The astaxanthin has unique structures of hydrophilicity and lipophilicity, can be positioned in cell membranes and cytoplasm at the same time, has a conjugated double bond structure which is a good electron donor, can convert free radicals into more stable substances, can regulate the gene expression of antioxidant enzyme by TNF-alpha and IL-1 beta in inflammatory reaction, and can make up the deficiency of the antioxidant enzyme by taking the astaxanthin as a strong oxidant, play a role in removing the free radicals and weaken the damage of active oxygen to cartilage.
5-lipoxygenase (5-LO) produces inflammatory leukotrienes, which cause inflammation by promoting free radical damage, calcium translocation, cell adhesion and inflammatory cell migration to inflamed body areas, and boswellic acid inhibits its synthesis and, in addition, has analgesic effect.
Therefore, the composition provided by the application can effectively treat joint diseases of pets, relieve the pain of the pets and improve the life quality of the pets.

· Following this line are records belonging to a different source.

PR #4395, opened 2018-08-14
Two new custom systems

SpifforOmnivore:
Added two custom systems :
-61 Virginis
-1 Orionis
and edited the 02_local_stars.lua to reflect this change.


ecraven:
Could you comment on what makes these systems special, why you think they should be custom, and what they now look like?

fluffyfreak:
@ecraven there's been some discussion on the forum here: https://pioneerspacesim.net/forum/viewtopic.php?f=3&t=578

SpifforOmnivore:
I'm adding my new system right now, 61 cygni.

Like my other systems, here's what I do:
- I think of some lore compatible with Pioneer's existing lore
- I mimic the original system : Almost all bodies are identical in my custom than in the original one.
- I do little tweaks (in this case, an icy uninhabited planet has turned into a little Venus with settlements).
- I give a name to every body. I usually look for public domain names (in dictionaries, maps etc.)

61 Cygni's description:
_"Terraforming gone wrong": these words describe well planet Eden, its runaway greenhouse gases, its scorching heat, its unbreathable atmosphere. But these words don’t begin to capture the spirit of its people. 
Back in 2317, as they disembarked from colony ship « Enlightenment » after nearly 30 years of a slower-than-light journey, the first settlers knew there would be no such thing as outside help. They had to turn their icy planet into an habitable one, and were confident it would become the lush paradise Earth ceased to be.
As things went wrong, Eden’s citizens witnessed their world turning slowly into the scorching hell it is today. In order to survive their new environment, they radically embraced genetic engineering. Besides creating plant species, they also massively engineered the human body, thus breaking an almost universal taboo.
When hyperdrive technology reached 61 Cygni in the 27th century, Eden’s people stopped being desperate for survival, and the system resumed an ordinary development. However, three centuries of isolation have shaped society until today : mankind is quite different here than anywhere else in the galaxy. And only here does the Solar Federation tolerate an exception to its ban on human genetic engineering.
Nowadays, the system is a hotspot for gene-fashionistas (green skin and horns are all the rage right now), and hosts many private or government-run research facilities. Tourists are commonplace too, enjoying the sights of this world, so exotic yet so close._

WKFO:
While we're doing this, why are we not writing Sol a proper long description?

impaktor:
> While we're doing this, why are we not writing Sol a proper long description?

Because [Sapiens](https://www.goodreads.com/book/show/23692271-sapiens) has already been written? Doing Sol justice seems like a tough task, but I assume the focus should be on how humanity spread from Earth to other planets and systems, generation ships, etc.

In general I prefer not too long descriptions, considering the atention span people have today. A paragraph or two. Basically not longer than the two systems here suggested. But I'm not the boss, and if there's a lot to say for Sol, then I think people will read it. (we like to read about ourselves the most, right?)

WKFO:
@impaktor Long description as in "long_desc:". My bad.

impaktor:
I assume these changes are save-bumping, since systems change.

Preferably, the raw material components have the following weight percentages:
30.0-90.0% of curcumin;
resveratrol 2.0-66.0%;
0.16 to 3.0 percent of piperine;
3.0% -67.0% of astaxanthin;
0.1 to 35.0 percent of boswellic acid.
In a particular embodiment, curcumin may be 31.5%, 36.4%, 46.6%, 56.5% or 61.4%.
In a particular embodiment, curcumin may also be 30-31.5%; 30 to 36.4 percent; 30 to 46.6 percent; 30 to 56.5 percent; 30-61.4%; 31.5 to 36.4 percent; 31.5 to 46.6 percent; 31.5 to 56.5 percent; 31.5 to 61.4 percent; 31.5 to 90 percent; 36.4-46.6%; 36.4-56.5%; 36.4-61.4%; 36.4-90%; 46.6 to 56.5 percent; 46.6 to 61.4 percent; 46.6 to 90 percent; 56.5 to 61.4 percent; 56.5-90% or 61.4% -90%.
In a particular embodiment, the resveratrol may be 6.0%, 7.2%, 10.84%, 12.6%, 15.25% or 20.4%.
In a particular embodiment, resveratrol may also be 2-6.0%; 2 to 7.2 percent; 2 to 10.84 percent; 2 to 12.6 percent; 2 to 15.25 percent; 2 to 20.4 percent; 6.0 to 7.2 percent; 6.0 to 10.84 percent;
6.0 to 12.6 percent; 6.0 to 15.25 percent; 6.0 to 20.4 percent; 6.0 to 66 percent; 7.2-10.84%; 7.2-12.6%; 7.2-15.25%; 7.2-20.4%; 7.2-66%; 10.84-12.6%; 10.84-15.25%; 10.84-20.4%; 10.84-66%; 12.6 to 15.25 percent; 12.6 to 20.4 percent; 12.6 to 66 percent; 15.25 to 20.4 percent; 15.25-66% or 20.4-66%.
In a particular embodiment, piperine may be 0.4%, 0.76%, 1.5% or 2.5%.
In a particular embodiment, piperine may also be 0.16-0.4%; 0.16-0.76%; 0.16-1.5%; 0.16-2.5%; 0.4-0.76%; 0.4-1.5%; 0.4-2.5%; 0.4 to 3.0 percent; 0.76 to 1.5 percent; 0.76 to 2.5 percent; 0.76 to 3.0 percent; 1.5 to 2.5 percent; 1.5-3.0% or 2.5-3.0%.
In a particular embodiment, the astaxanthin may be 13.8%, 17.71%, 33.8% or 40.2%.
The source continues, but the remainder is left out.